Vivi tempo suficiente para me tornar uma figura esquelética coberta de um manto ébano carregando um foice sedenta de almas. Vivi tempo suficiente trabalhando para os humanos, levando almas inocentes pelos seus próprios interesses egoístas.

Então, nestas vastas eras, todos me viram — e ainda vêem — como um ser tenebroso, maléfico e hediondo. É irônico sabe? Quando os humanos culpam a mim para encobrir os próprios erros, quem é o vilão agora? Além do mais, quanto mais longe vós pensais que estou, mais perto estarei.

No entanto não é neste ponto onde desejo chegar. Acontece que nessas  longas eras já apanhei almas por diferentes motivos: assassinatos, suicídios, doenças, causas naturais. E nenhuma delas causou algum impacto em mim e nas diferentes formas que já assumi nessa jornada.

Ao menos foi o que imaginei. Toda a minha percepção e conhecimento sobre a humanidade tornaram-se banais depois que a conheci. Ela não tinha nenhum problema em particular, apenas uma doença.

Um motivo qualquer tu não achas?

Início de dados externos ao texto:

PR #4735, opened 2024-08-09
Disallow crawlers from high cardinality collection pages

sarayourfriend:
## Fixes

Related to ongoing issue with crawlers going through the collection endpoints

## Description

Collection pages for creator and tag have unlimited cardinality. Crawlers end up spending heaps of time quickly going through the tag and creator pages. Source collections on the other hand have bounded cardinality based on the number of sources we've defined for each media type, so that is safe. However, we do not want to disallow bots _at all_ from these pages, so we cannot add them to robots.txt. Instead, we use the meta tags (and header, thanks to `@nuxtjs/robots` for handling this transparently) to tell crawlers it's okay to visit the page, but not to follow the links. This makes sure that OpenGraph tags are always accessible on relevant pages, and that pages we want indexed can still be indexed without causing a flood of new requests due to crawling results on those pages.

I've also added a new Playwright snapshot test so we can easily audit changes to the robots.txt in diffs of PRs. The locales reflect those enabled for Playwright, which are a subset used for testing. The actual file uses the real locales, and you can see it by following the testing instructions below. This new test supplements the route specific tests.

Finally, we had unnecessarily duplicative robots rules. Robots.txt rules are prefix based, so there's no need to have `/search` and `/search/images`. `/search` already covers everything that starts with search.

https://developers.google.com/search/docs/crawling-indexing/robots/robots_txt?csw=1

## Testing Instructions

Review the new robots.txt by:

1. Checking out the new snapshot in the playwright tests in the diff of this PR
2. Run the Nuxt dev server locally (`ov nuxt`) and visit <http://127.0.0.1:8443/robots.txt?mockProductionEnv>; this will show you the full robots.txt with all locales (if you have them downloaded, which you should if using `ov nuxt`).

Review the updated Playwright tests that prove the meta tags are appropriate for each of the relevant scenarios. You can also test it locally by visiting the pages and adding `?mockProductionEnv` to them. Otherwise you will get the default for local environments on pages that do not explicitly use `useRobotsRule` which is noindex,nofollow (import for checking the static pages, for example).

## Checklist

[best_practices]:

<details>

```
Version 1.1

1 Letterman Drive
Suite D4700
San Francisco, CA, 94129

    indicated in the file; or

    in the file; or

    it.

```

</details>


sarayourfriend:
I will update this PR to only disallow for tag and creator collections. The tag and creator parameters have unlimited cardinality, and crawlers are going very fast through those pages. Source collections are fine because source has a bounded cardinality.

frontend/nuxt.config.ts
```diff
@@ -68,14 +68,14 @@ export default defineNuxtConfig({
   },
   /**
    * Robots.txt rules are configured here via the \@nuxtjs/robots package.
-   * @see {@link https://nuxtseo.com/robots/guides/nuxt-config|Robots Config Rules}
+   * @see {@link https://nuxtseo.com/robots/guides/nuxt-config}
    */
   robots: {
-    disallow: ["/search", "/search/audio", "/search/image"],
+    disallow: ["/search"],
```
sarayourfriend, line 74: Robots rules are prefix based. As such, there's no need to define `/search/audio` (and image) because `/search` already matches everything that starts with `/search`.

frontend/nuxt.config.ts
```diff
@@ -68,14 +68,14 @@ export default defineNuxtConfig({
   },
   /**
    * Robots.txt rules are configured here via the \@nuxtjs/robots package.
-   * @see {@link https://nuxtseo.com/robots/guides/nuxt-config|Robots Config Rules}
+   * @see {@link https://nuxtseo.com/robots/guides/nuxt-config}
```
sarayourfriend, line 71: This `|Robots ...` bit broke the link when clicking it from the editor.

frontend/test/playwright/e2e/seo.spec.ts
```diff
@@ -8,6 +8,7 @@ const DESCRIPTION =
 const NO_INDEX = "noindex, nofollow"
 const INDEX =
   "index, follow, max-image-preview:large, max-snippet:-1, max-video-preview:-1"
+const INDEX_NO_FOLLOW = "index, nofollow"
```
sarayourfriend, line 11: I wonder if this should have the `max-` directives as well, if index is enabled?

obulat (approved):
Nice to have the robots text in the tests to compare the values!

I _think_ the Playwright failures can be fixed if rebased onto #4731.

zackkrida (approved):
Great idea for the snapshot test, kudos! This LGTM.

frontend/src/middleware/collection.ts
```diff
@@ -78,6 +83,14 @@ export const collectionMiddleware = defineNuxtRouteMiddleware(async (to) => {
     })
   }
 
+  const s = useSiteConfig()
+
+  if (s.indexable && collectionParams.collection === "source") {
```
zackkrida, line 88:
```suggestion
  const siteConfig = useSiteConfig()

  if (siteConfig.indexable && collectionParams.collection === "source") {
```

Super nit: from what I've seen we usually favor explicit verbosity over brevity in most of the other frontend code.

sarayourfriend: Whoops, definitely, I wasn't sure `useSiteConfig` was going to work and meant to change it if it did! Thanks for catching that.

frontend/src/pages/audio/collection.vue
```diff
@@ -30,6 +33,12 @@ const {
   pageTitle,
 } = useCollection({ mediaType: AUDIO })
 
+// Collection params are not nullable in the collections route, this is enforced by the middleware
+// Question: should this non-nullability be filtered in the type and enforced in runtime by `useCollection`?
```
obulat, line 37: Good idea

obulat (approved):
LGTM

frontend/src/pages/audio/collection.vue
sarayourfriend: https://github.com/WordPress/openverse/issues/4740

Entretanto, penso ser uma boa história para contar-lhes e fazer-me lembrar da doce Katharine Dallas.

Era uma manhã de quarta-feira. Um tempo nublado e tristonho ameaçava encharcar as ruas de Portland. Numa das diversas casas com dois andares, tingidas de cores já desbotadas e janelas com indícios da chuva pronta para vir, estava sentada sobre o parapeito opaco uma garota.

A rapariga encarava indiferente — ao menos do lado de fora — as crianças correndo ou jogando bola. No geral tinham algo que aquela menina não. Diversão, liberdade e principalmente, alegria.

— Kath! Dr. Palms está aqui, desça!

Katherine, primeiro ignorou, sem tirar os olhos daqueles sorrisos inocentes porém logo cedeu. Levantou do parapeito, caminhou para fora do quarto, desceu o lance de no máximo dez degraus e encontrou os jovens olhos verdes de seu médico.

Palms dá um belo sorri mostrando os brancos dentes perfeitamente alinhados junto de sua simpatia juvenil. Ele se aproxima de Kath conduzindo-a até uma cadeira, onde a garota se sentou.

— Como vai Kath? — Palms questiona enquanto tira da bolsa um estetoscópio.

— Normal...

Ela ajuda seu doutor levantando a blusa negra que vestia. Palms pousou o objeto metálico gelado sobre o peito branco fantasmagórico de Katherine. Ordenou que a garota respirasse e expirasse como todo os procedimentos comuns.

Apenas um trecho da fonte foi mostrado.